=== DATA FOR PROCESSING ===

PR #1093, opened 2016-06-15
Update pipe_verify_handoff_blocking to handle vnode shutdown

JeetKunDoug:
Occasionally the test would fail with an error where a vnode was transferred after the vnode proxy had gotten its pid but before the work could be sent.


nickelization:
@JeetKunDoug There's a comment around line 110 that seems to refer to the old behavior involving `vnode_down`. Seems like it should be deleted.

nickelization:
Gotta run out for a bit, but other than that one comment, it all looks good to me. Once that's fixed, you can consider this +1'd.

JeetKunDoug:
After further code review, realized that the race condition mentioned isn't really what was going on - fixed the bug in riak_pipe:queue_work_wait in basho/riak_pipe#106. This test should fail without that fix, and pass with it.

PR #1095, opened 2016-06-20
Lock riakc version, since a strange version at HEAD will break giddyu…

ooshlablu:
…p runs

### DIFF
--- a/rebar.config
+++ b/rebar.config
@@ -15,7 +15,7 @@
         {getopt, ".*", {git, "git://github.com/jcomellas/getopt", {tag, "v0.4"}}},
         {meck, ".*", {git, "git://github.com/basho/meck.git", {tag, "0.8.2"}}},
         {mapred_verify, ".*", {git, "git://github.com/basho/mapred_verify", {branch, "master"}}},
-        {riakc, ".*", {git, "git://github.com/basho/riak-erlang-client", {branch, "master"}}},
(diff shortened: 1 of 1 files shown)


hmmr:
+1 2385155

hmmr:
@javajolt I think this is in line with the latest pruning and grafting of branches in riak-erlang-client?

javajolt:
For 2.1 this is probably fine.  For 2.2+, however, we probably need a new tag.

rebar.config
```diff
@@ -15,7 +15,7 @@
         {getopt, ".*", {git, "git://github.com/jcomellas/getopt", {tag, "v0.4"}}},
         {meck, ".*", {git, "git://github.com/basho/meck.git", {tag, "0.8.2"}}},
         {mapred_verify, ".*", {git, "git://github.com/basho/mapred_verify", {branch, "master"}}},
-        {riakc, ".*", {git, "git://github.com/basho/riak-erlang-client", {branch, "master"}}},
+        {riakc, ".*", {git, "git://github.com/basho/riak-erlang-client", {tags, "2.1.2"}}},
```
nickelization: I think this should be `tag` not `tags`.

nickelization:
Once this issue is fixed, we'll need to merge a similar fix to the develop-2.2 and master branches.

ooshlablu:
@javajolt fixed in another pr

PR #1096, opened 2016-06-30
use rt:leave (not rt:stop) in ts_degraded_select_pass_* tests

hmmr:
Using `rt:leave` will force the handoff and actually check to ensure there is no data loss. The `ts_degraded_select_pass_*` used to just use `rt:stop`, which did not affect the cluster structure and was totally innocuous.


macintux:
:+1:

PR #1098, opened 2016-07-05
Fix the expected sub string in basic_command_line getpid test

andytill:
The error message is different for the `getpid` command, and the test was using `rt:str_mult/2` but not passing a list of strings.

Fixed by calling `rt:str/2` without the correct error message sub string.


hmmr:
+1 cc50b7c

Indeed, `rt:str_mult/2` takes a list of strings, and it should clearly be `rt:str` here.

PR #1100, opened 2016-07-05
Misconfigured test

gordonguthrie:
A set of 10 elements spanning multiple quanta is written to database
Then a query *inclusive* of the two end records was generated, but
the expected database was *exclusive* of the limits - causing it to fail


javajolt:
:+1: 4f2f63e

PR #1103, opened 2016-07-08
dependency cleanup

fadushin:
This PR pins dependencies on meck, riak erlanf client, and riak erlang http client to tagged dependencies, to reduce the chances that tests on this branch will fail because of floating dependencies.


javajolt:
+1 c8cf713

===

- [INSTRUCTIONS FOR THE TASK] All of the material above should be reproduced exactly.

- [WRITTEN ANSWER]
PR #1093, opened 2016-06-15
Update pipe_verify_handoff_blocking to handle vnode shutdown

JeetKunDoug:
Occasionally the test would fail with an error where a vnode was transferred after the vnode proxy had gotten its pid but before the work could be sent.


nickelization:
@JeetKunDoug There's a comment around line 110 that seems to refer to the old behavior involving `vnode_down`. Seems like it should be deleted.

nickelization:
Gotta run out for a bit, but other than that one comment, it all looks good to me. Once that's fixed, you can consider this +1'd.

JeetKunDoug:
After further code review, realized that the race condition mentioned isn't really what was going on - fixed the bug in riak_pipe:queue_work_wait in basho/riak_pipe#106. This test should fail without that fix, and pass with it.

PR #1095, opened 2016-06-20
Lock riakc version, since a strange version at HEAD will break giddyu…

ooshlablu:
…p runs

### DIFF
--- a/rebar.config
+++ b/rebar.config
@@ -15,7 +15,7 @@
         {getopt, ".*", {git, "git://github.com/jcomellas/getopt", {tag, "v0.4"}}},
         {meck, ".*", {git, "git://github.com/basho/meck.git", {tag, "0.8.2"}}},
         {mapred_verify, ".*", {git, "git://github.com/basho/mapred_verify", {branch, "master"}}},
-        {riakc, ".*", {git, "git://github.com/basho/riak-erlang-client", {branch, "master"}}},
(diff shortened: 1 of 1 files shown)


hmmr:
+1 2385155

hmmr:
@javajolt I think this is in line with the latest pruning and grafting of branches in riak-erlang-client?

javajolt:
For 2.1 this is probably fine.  For 2.2+, however, we probably need a new tag.

rebar.config
```diff
@@ -15,7 +15,7 @@
         {getopt, ".*", {git, "git://github.com/jcomellas/getopt", {tag, "v0.4"}}},
         {meck, ".*", {git, "git://github.com/basho/meck.git", {tag, "0.8.2"}}},
         {mapred_verify, ".*", {git, "git://github.com/basho/mapred_verify", {branch, "master"}}},
-        {riakc, ".*", {git, "git://github.com/basho/riak-erlang-client", {branch, "master"}}},
+        {riakc, ".*", {git, "git://github.com/basho/riak-erlang-client", {tags, "2.1.2"}}},
```
nickelization: I think this should be `tag` not `tags`.

nickelization:
Once this issue is fixed, we'll need to merge a similar fix to the develop-2.2 and master branches.

ooshlablu:
@javajolt fixed in another pr

PR #1096, opened 2016-06-30
use rt:leave (not rt:stop) in ts_degraded_select_pass_* tests

hmmr:
Using `rt:leave` will force the handoff and actually check to ensure there is no data loss. The `ts_degraded_select_pass_*` used to just use `rt:stop`, which did not affect the cluster structure and was totally innocuous.


macintux:
:+1:

PR #1098, opened 2016-07-05
Fix the expected sub string in basic_command_line getpid test

andytill:
The error message is different for the `getpid` command, and the test was using `rt:str_mult/2` but not passing a list of strings.

Fixed by calling `rt:str/2` without the correct error message sub string.


hmmr:
+1 cc50b7c

Indeed, `rt:str_mult/2` takes a list of strings, and it should clearly be `rt:str` here.

PR #1100, opened 2016-07-05
Misconfigured test

gordonguthrie:
A set of 10 elements spanning multiple quanta is written to database
Then a query *inclusive* of the two end records was generated, but
the expected database was *exclusive* of the limits - causing it to fail


javajolt:
:+1: 4f2f63e

PR #1103, opened 2016-07-08
dependency cleanup

fadushin:
This PR pins dependencies on meck, riak erlanf client, and riak erlang http client to tagged dependencies, to reduce the chances that tests on this branch will fail because of floating dependencies.


javajolt:
+1 c8cf713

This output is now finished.